There are other things which are already mentioned by others but the tag
handling advice is horrible. Tags are meant to be immutable milestones. Never
change them and please don't encourage people to do so.

------
VLM
I've found in practice that using "stash" is a very effective way to ensure
you'll spend lots of time in the future looking for a lost branch. I don't
like stash anymore.

I like the idea of aliasing the command unstage, but once "reset HEAD" is in
the muscle memory its kinda stuck.

Is git-flow still cool? Or is it so popular its just assumed to be in use as a
standard, thus well beneath the level of an "intermediate" users guide?

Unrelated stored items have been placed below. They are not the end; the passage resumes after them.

PR #45637, opened 2018-04-05
Add parts-library caveats to Fritzing 0.9.3b

ELLIOTTCABLE:
(No checkboxes; didn't change anything but a caveats clause.)

### DIFF
--- a/Casks/fritzing.rb
+++ b/Casks/fritzing.rb
@@ -8,6 +8,8 @@ cask 'fritzing' do
   name 'Fritzing'
   homepage 'http://fritzing.org/home/'
 
+  app 'Fritzing.app'
+
   caveats <<~EOS
     There's a known issue with Fritzing 0.9.3b, causing it to corrupt its own
     parts-library on first-launch. To avoid this, you must launch Fritzing
@@ -24,6 +26,4 @@ cask 'fritzing' do
 
     See: https://github.com/fritzing/fritzing-app/issues/3308 for more.
   EOS
-
-  app 'Fritzing.app'
 end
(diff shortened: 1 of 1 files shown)


commitay:
We don't have version specific caveats. Asking upstream to make a release that we can upgrade the Cask to would solve this problem.

ELLIOTTCABLE:
@commitay The problem is that there are going to be no moer upstream releases (the maintainers have been working on a full rewrite for a few years, and have ignored requests for a release including bugfixes like these. `)=`

Given,

1. This isn't going to be fixed upstream,
2. it's a popular, necessary project for particular tasks, despite the unmaintained status of the (supposedly-legacy?) Qt codebase,
3. the problem in question *is* technically install-related (it's the first-time-launch self-setup behaviour that's broken),
4. and finally, that a Cask user is *already* staring at their Terminal, right after installing the app, and is presumably about to launch the app for the first time …

I dunno. It's your call! But it really seems like a worthwhile tip, to save the user of all the trouble of launching it the normal way, Googling the resulting errors, and finding they have to entirely uninstall and re-install the app to proceed …

I know it's technically against policy, but I *really* urge you to consider this a special case. `(=`

vitorgalvao:
There’s no point in making the caveat version specific — users of a previous version wouldn’t see it anyway.

This message seems acceptable to me; I can see the point to saying it’s installation-specific.

vitorgalvao (approved):

vitorgalvao:
@ELLIOTTCABLE And that Travis error is exactly why you *always* need to run the commands in the boxes, even if you think your changes don’t warrant it. They do.

ELLIOTTCABLE:
@vitorgalvao I ran them, but they both passed on my local machine! Yikes.

Cool! Let me know if there's anything else I can do. 😊

PR #45718, opened 2018-04-09
Update teamviewer, teamviewer-host: remove uninstall

commitay:
Fixes https://github.com/caskroom/homebrew-cask/issues/15322#issuecomment-379603267

Different issue than originally reported in https://github.com/caskroom/homebrew-cask/issues/15322

### DIFF
--- a/Casks/teamviewer-host.rb
+++ b/Casks/teamviewer-host.rb
@@ -11,12 +11,21 @@ cask 'teamviewer-host' do
 
   pkg 'Install TeamViewerHost.pkg'
 
-  uninstall pkgutil:   'com.teamviewer.*',
+  # This pkg and file should not be added to uninstall or zap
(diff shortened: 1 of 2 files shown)


commitay:
@TravisBuddy stop

commitay:
@vitorgalvao https://github.com/caskroom/homebrew-cask/pull/45718/commits/55ae7b059228a21a41d9dfd3ba8a93d1c34d5820 fixes the issue but any upstream changes to the pkgs (i.e. the files within `com.teamviewer.teamviewer13AuthPlugin` are added to a `pkg` id that we `uninstall`) will cause further issues. I think removing the `uninstall` altogether is the safest option.

vitorgalvao:
> I think removing the `uninstall` altogether is the safest option.

Agreed.

vitorgalvao:
Added both casks to https://github.com/caskroom/homebrew-cask/issues/24377.

PR #45747, opened 2018-04-09
Update psychopy to 1.90.1

gtmgianni:


gtmgianni:
There are two "flavours" of this application – one for Python 2 and one for Python 3. Which should be used for this cask?

vitorgalvao:
Whenever we can, let’s go with the future (python 3).

vitorgalvao:
Whenever we can, let’s go with the future (python 3). But if there are two different apps with different names, we may also include both.

vitorgalvao:
Whenever we can, let’s go with the future (python 3). But if there are two different apps with different names, we may also include both.

PR #45778, opened 2018-04-10
Update yandex-disk cask

glukki:

Today, without this fix, installation was failing with `Error: Checksum for Cask 'yandex-disk' does not match`.
Unfortunately, they publish new versions under the same URL, so checksum breaks install.
Luckily, the image is downloaded over HTTPS.


glukki:
CI check result is false-negative

vitorgalvao:
> Unfortunately, they publish new versions under the same URL, so checksum breaks install.

So far it has happened once. There’s no reason yet to believe this is a pattern. Please follow the normal procedure to update the `sha256`.

glukki:
@vitorgalvao checks will fail again, as I’ll need to update only `sha256`, right?

PR #111732, opened 2021-09-25
Update bitwarden to use the universal binary on Apple silicon

danielkean:

### DIFF
--- a/Casks/bitwarden.rb
+++ b/Casks/bitwarden.rb
@@ -15,7 +15,7 @@ cask "bitwarden" do
 
   auto_updates true
 
-  app "Bitwarden.app"
+  pkg "Bitwarden-#{version}-universal.pkg"
 
   uninstall quit: [
     "com.bitwarden.desktop",
--- a/Casks/bitwarden.rb
+++ b/Casks/bitwarden.rb
@@ -8,6 +8,11 @@ cask "bitwarden" do
   desc "Desktop password and login vault"
   homepage "https://bitwarden.com/"
 
+  livecheck do
+    url :url
+    strategy :github_latest
+  end
+
   auto_updates true
 
   pkg "Bitwarden-#{version}-universal.pkg"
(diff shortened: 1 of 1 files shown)


SMillerDev:
If it's universal, why not use it on Intel?

danielkean:
Yeah I wasn't sure whether it would be better to keep the smaller .zip file on the intel architecture whilst it exists, or to switch both to use the universal. Do you think it would be better to change it for both?

carlocab (dismissed):

SMillerDev:
I think if it's a universal app it'll be easier to rely on that.

danielkean:
@SMillerDev Hmm strange, when changed to use the universal binary for both architectures, it fails the tests. Any ideas?

neutric:
@danielkean "Error: It seems the App source '/usr/local/Caskroom/bitwarden/1.28.3/Bitwarden.app' is not there." You have to replace the app stanza in L18 with a [pkg stanza](https://docs.brew.sh/Cask-Cookbook#stanza-pkg) as you are no longer just unpacking a dmg.

danielkean:
@neutric Thanks for the help, I changed it to a pkg stanza as well as the uninstall to pkgutil, so the tests are now passing. It's my first time contributing to homebrew-cask so I would have been surprised if it went smoothly the first time hahaha.

miccal:
Thank you @danielkean.

danielkean:
@miccal Hi there, once installed, there seems to be an issue when running the application as can be seen in the first screenshot. Do you think this is something "pkg allow_untrusted:" would fix? I'm not sure why the tests didn't catch this problem.

I also wanted to make sure that the install location seems correct to you (It does from what I can see as it appears in the Applications folder), as I've never seen it say "Installing at base path /" , which can be seen in the second screenshot. Unless that's something specific to pkg files?

image


image

danielkean:
@miccal I've just submitted the issue to the Bitwarden/Desktop repo which can be found here:
https://github.com/bitwarden/desktop/issues/1090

If you
don't use "the" git flow repo, at least as a branch naming strategy and
overall usage strategy it's worked pretty well for me.

------
plesiv
These aliases (from ~/.gitconfig) proved to be invaluable countless times, I
hope someone will find them useful:

    
    
        [alias]
            logo = log --oneline --graph --all --decorate
    	logg = log --graph --all --decorate
    	logt = log --date-order --graph --tags --simplify-by-decoration --pretty=format:'%ai %h %C(Yellow)%d%Creset'
    	ignored = ls-files --others -i --exclude-standard
    

Explanation:

    
    
        logo, logg - improved logs
        logt - log just tagged commits
        ignored - lists ignored files

------
swayvil
Am I the only guy who would rather focus on his code?

These days I stash my source in zip files.

------
sledgehammer
Here is a more useful tip:

[http://pastebin.com/RP9ZdZY5](http://pastebin.com/RP9ZdZY5)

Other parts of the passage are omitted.